U1, U2, U4 and U5 snRNA processing was assessed by measuring qPCR-estimated relative levels of their respective misprocessed transcripts. MARS, GARS, ASNS, and ATF4 expression was also measured by qPCR for technical validation on the cDNA samples derived from RNA sequenced total RNA samples, and for biological validation in different donor cells using the same experimental design. Details of cDNA synthesis and qPCR assays are described in Additional file 3: Supplemental Methods.

RNAseq and pathway data analyses

Detailed description of RNAseq and pathway analyses is in the Additional file 3: Supplemental Methods.

ChIPseq and ChIP-PCR data analyses

ChIPseq and ChIP-PCR experimental procedures as well as detailed description of ChIPseq data analyses are described in Additional file 3: Supplemental Methods.

Functional assays

Details about protein synthesis measurement and analyses are in the Supplemental Methods. Proliferative capacity was assessed by cell counts and details are described in Additional file 3: Supplemental Methods.

Immunofluorescence

Antibodies, immunofluorescence methods, and detection are described in Additional file 3: Supplemental Methods.

Statistics

Data were grouped from multiple experiments and are expressed as average ± standard error of mean.

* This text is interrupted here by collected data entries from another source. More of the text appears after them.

Issue #9234, opened 2026-09-11
req.getHost() lower cases variables in hostname


harristom:
### I have checked the following:

- [x] I have searched existing issues and found nothing related to my issue.

### This bug is:

- [ ] Making Bruno unusable for me.
- [ ] Slowing me down but I'm able to continue working.
- [ ] Annoying.
- [ ] This feature was working in a previous version but is broken in the current release.

### Bruno version

4.1.0

### 💻 Operating System

Windows

### 🐞 Describe the bug

Variables in the hostname are lowercased by req.getHost(), breaking interpolation

### 📝 Steps to reproduce

Set variable HOST to "example.com"
Set request URL to "https://{{HOST}}/test"
In pre-request script: console.log(bru.interpolate(req.getHost()));
"{{host}}" is logged (the variable has been changed to lowercase and is not interpolated as there is no {{host}}, only {{HOST}})

### 📷 Screenshots/Live demo link

n/a

PR #9164, opened 2026-09-03
feat(scripts): enhanced pre-request scripts handling with environment variable interpolation and added tests

sharan-bruno:
BRU-2778

Fixes https://github.com/usebruno/bruno/issues/9233
Fixes https://github.com/usebruno/bruno/issues/9234

Related PR's:
https://github.com/usebruno/bruno/pull/9240 
https://github.com/usebruno/bruno/pull/9241 
https://github.com/usebruno/bruno/pull/7280

### Description

`req.getPath()`, `req.getHost()` and `req.getQueryString()` now work in pre-request scripts when the request URL contains template variables.

### Problem

Pre-request scripts run before URL interpolation, so `req.url` is still a raw template (`{{BASEURL}}/path/:p1/:p2`). `new URL()` throws on it, the error is swallowed, and all three helpers return `''`.

### Fix

`BrunoRequest` now resolves the URL itself before parsing, via an `interpolate` method mirroring `bru.interpolate` (same nine variable scopes, same precedence). Path param values are interpolated too, matching what `interpolateVars` sends. Behaviour for already-resolved URLs is unchanged.

### Screenshots

<table> <tr> <th>Before</th> <th>After</th> </tr> <tr> <td> <video src="https://github.com/user-attachments/assets/1c927db3-c003-4723-b854-e5bcc0940eca" controls></video> </td> <td> <video src="https://github.com/user-attachments/assets/bc0af045-39c3-4bc7-9acd-c18fb41239e9" controls></video> </td> </tr> </table>

#### Contribution Checklist:

- [ ] **I've used AI significantly to create this pull request**
- [x] **The pull request only addresses one issue or adds one feature.**
- [x] **The pull request does not introduce any breaking changes**
- [x] **I have added screenshots or gifs to help explain the change if applicable.**
- [x] **I have read the [contribution guidelines](https://github.com/usebruno/bruno/blob/main/contributing.md).**
- [ ] **Create an issue and link to the pull request.**
- [ ] **I've run the claude code review skill locally.**

Note: Keeping the PR small and focused helps make it easier to review and merge. If you have multiple changes you want to make, please consider submitting them as separate pull requests.

#### Publishing to New Package Managers

Please see [here](../publishing.md) for more information.

## Summary by CodeRabbit

- **Bug Fixes**
  - Improved URL handling when template variables remain unresolved in different URL components.
  - Preserved URL fragments during parsing.
  - Preserved complete URL authority information, including credentials.
  - Maintained existing path-parameter substitution behavior.

[...]

PR #9241, opened 2026-09-12
fix(scripts): resolve variables in req.getHost() during pre-request

### LINKED ISSUE #9233: req.getHost() doesn't work if hostname is a variable

### This bug is:

- [ ] Annoying.

### Bruno version

4.1.0

### 💻 Operating System

Windows

_No response_

### 🐞 Describe the bug

req.getHost() returns an empty string if hostname is a variable.

Works if scheme is separate to the variable but has a different issue with case sensitivity that I will file separately

### 📝 Steps to reproduce

Set HOST variable to "https://example.com"
Set request URL to "{{HOST}}/test"
In pre-request script: console.log(req.getHost());
Empty string is logged

### 📁 Collection to reproduce

_No response_

n/a

brbousnguar:
### Description

In a pre-request script, `req.getHost()` returns an empty string when the host comes from a variable. For example, with `HOST=https://example.com` and URL `{{HOST}}/test`, it logs `''`. `req.getPath()` and `req.getQueryString()` have the same problem.

### Problem

Closes #9233

Pre-request scripts run before the request is interpolated. The Electron `runPreRequest` path and the CLI runner both call `interpolateVars` after the script. The URL helpers in `BrunoRequest` call `new URL(this.req.url)` on the raw template:

- `new URL('{{HOST}}/test')` throws, and the helper's `catch` returns `''`.
- `new URL('https://{{HOST}}/test')` parses, but the WHATWG parser lowercases the host to `{{host}}`. This is the scenario in #9234, which has the same root cause.

In post-response scripts and tests the URL is already interpolated, so the helpers work there. The existing `getHost.bru` sanity test (`{{host}}/ping`) only passes because it runs in the `tests` block.

### Fix

- `BrunoRequest` takes an optional `{ interpolate }` option. `getHost()`, `getPath()` and `getQueryString()` now parse the interpolated URL instead of the raw one. Resolution happens at call time, so a variable set earlier in the same script with `bru.setVar()` is picked up, the same way the network layer will resolve it.
- `ScriptRuntime.runRequestScript` passes `bru.interpolate`. This is the same pattern `CookieList` already uses to resolve the request URL. The post-response, test, assert and vars runtimes don't pass it, because their URL is already resolved.
- `req.url` and `req.getUrl()` are unchanged and still return the raw template, and the request object is not mutated.
- Safe mode (QuickJS) is covered too, since its shim calls the host-side `req.getHost()`.

This also fixes the lowercased `{{host}}` case reported in #9234, because the placeholder never reaches `new URL`. I've left that issue open for you to confirm.

One case this PR does not cover: a variable holding a host without a scheme (`HOST=example.com`) still makes `getHost()` return `''`. The network layer prepends `http://` only at send time. Changing that here would also change how literal scheme-less URLs are parsed, so I kept it out of scope.

### Testing

- New `packages/bruno-js/tests/bruno-request-url-helpers.spec.js`. It covers a scheme inside the variable, a scheme outside the variable (#9234), host plus port variables, path params and a query string, call-time resolution, the raw URL staying untouched, and the unresolvable fallback.
- `packages/bruno-js/tests/runtime.spec.js`: `runRequestScript` with `{{HOST}}/test?page=1` in both `nodevm` and `quickjs`, plus a case where the script sets `HOST` before calling `getHost()`.
- With the `src` changes reverted, 9 of these tests fail (`Received: ""` / `Received: "{{host}}"`). With the fix, all pass.

```
cd packages/bruno-js && node --experimental-vm-modules ../../node_modules/jest/bin/jest.js tests/bruno-request-url-helpers.spec.js tests/runtime.spec.js
npm test --workspace=packages/bruno-js        # 34 suites, 815 tests passing
npx eslint packages/bruno-js/src/bruno-request.js packages/bruno-js/src/runtime/script-runtime.js packages/bruno-js/tests/bruno-request-url-helpers.spec.js packages/bruno-js/tests/runtime.spec.js
```

### Screenshots

N/A. This is a scripting API change, covered by unit tests.

#### Contribution Checklist:

## Summary by CodeRabbit

* **Bug Fixes**
  * URL helper methods in pre-request scripts now resolve environment and script-defined variables before extracting the host, path, or query string.
  * Request URLs remain unchanged while their parsed components reflect the latest variable values.

* **Tests**
  * Added coverage for URL parsing with variables, multiple runtimes, dynamic updates, and invalid URLs.

### DIFF
--- a/packages/bruno-js/src/bruno-request.js
+++ b/packages/bruno-js/src/bruno-request.js
@@ -14,8 +14,9 @@ class BrunoRequest {
    * It must be noted that the user cannot set these properties directly.
    * They should use the respective setter methods to set these properties.
    */
-  constructor(req) {
+  constructor(req, { interpolate } = {}) {
     this.req = req;
+    this.__interpolate = interpolate;
     this.url = req.url;
     this.method = req.method;
     this.headers = req.headers;
@@ -48,7 +49,7 @@ class BrunoRequest {
 
   getHost() {
     try {
-      const url = new URL(this.req.url);
+      const url = new URL(this.__getInterpolatedUrl());
       return url.host;
     } catch (e) {
       return '';
@@ -57,7 +58,7 @@ class BrunoRequest {
 
   getPath() {
     try {
-      const url = new URL(this.req.url);
+      const url = new URL(this.__getInterpolatedUrl());
       let pathname = url.pathname;
 
       // If path params exist, interpolate them into the pathname
@@ -91,7 +92,7 @@ class BrunoRequest {
 
   getQueryString() {
     try {
-      const url = new URL(this.req.url);
+      const url = new URL(this.__getInterpolatedUrl());
       // Return query string without the leading '?'
       return url.search ? url.search.substring(1) : '';
     } catch (e) {
@@ -244,6 +245,10 @@ class BrunoRequest {
     } else if (callback) {
       throw new Error(`${callback} is not a function`);
     }
+  }
+
+  __getInterpolatedUrl() {
+    return this.__interpolate ? this.__interpolate(this.req.url) : this.req.url;
   }
 
   __safeParseJSON(str) {
--- a/packages/bruno-js/src/runtime/script-runtime.js
+++ b/packages/bruno-js/src/runtime/script-runtime.js
@@ -53,7 +53,9 @@ class ScriptRuntime {
       certsAndProxyConfig,
       requestUrl: request?.url
     });
-    const req = new BrunoRequest(request);
+    // Pre-request scripts run before the request is interpolated, so the URL helpers
+    // (getHost, getPath, getQueryString) resolve variables themselves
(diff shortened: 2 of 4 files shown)


sanish-bruno:
It is being worked on https://github.com/usebruno/bruno/pull/9164, we do not have an interpolation option there, to those whole need it will still need to use bru.interpolate! Let us know your thoughts @brbousnguar

brbousnguar:
Thanks for flagging it — #9164 looks like the better fix: it resolves the URL with its own `interpolate()` (matching `bru.interpolate`'s scopes/precedence) and also interpolates path-param values, which mine doesn't touch (I called that out as an open gap in my PR description). No reason to carry two competing fixes for the same issues. Happy to close this one in favor of #9164 — let me know if you'd rather I do that, or if there's anything here worth cherry-picking first (e.g. the `getPath()`/`getQueryString()` test coverage).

Statistical significance was assessed by ordinary one-way ANOVA followed by Fisher’s Least Significant Difference test. Results were considered significant when P < 0.05. For high throughput analyses the nominal P-values were corrected for multiple comparisons using FDR correction. The significance of dN/dS ratios in the selection test, was obtained via the Single-Likelihood Ancestor Counting algorithm [62].